'''
PR #427, opened 2023-06-02
[DEV-10912][DEV-10907] Feature - `placeholder:media` node type

e1himself:


packages/slate-editor/src/extensions/placeholders/PlaceholdersManager.ts
```diff
@@ -38,6 +38,13 @@ interface Data {
         file: ImageNode['file'];
         caption: string;
     };
+    [Type.MEDIA]: {
+        media: {
+            type: 'image';
+            file: ImageNode['file'];
+            caption: string;
+        };
```
e1himself, line 46: This is structured to support other non-image media types in the future.

PR #440, opened 2023-06-14
[CARE-1802] Refactor - `slate-lists` plugin to not mutate editor instance

e1himself:
# :warning: BC Breaking changes

## Changed

- `withLists()` does now include `withListsReact()` -- no need to call `withListsReact()` separately
- `withLists()` no longer mutates the Editor instance -- thus there is no more `ListsEditor` interface extending Slate `Editor`
- `ListsEditor.*` namespace API hasn't changed, except `isListsEditor()` method is now `isListsSupported()` and is not a type guard anymore
- `ListsEditor` instance methods are now available in the `ListsEditor` namespace:
   - as proxy functions to `ListsSchema` 
     (e.g. `ListsEditor.isListNode(editor, node)`)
'''
THE PROBLEM: List the lines of the entries that include "opened".

ANSWER TO THIS EXERCISE:
PR #427, opened 2023-06-02
PR #440, opened 2023-06-14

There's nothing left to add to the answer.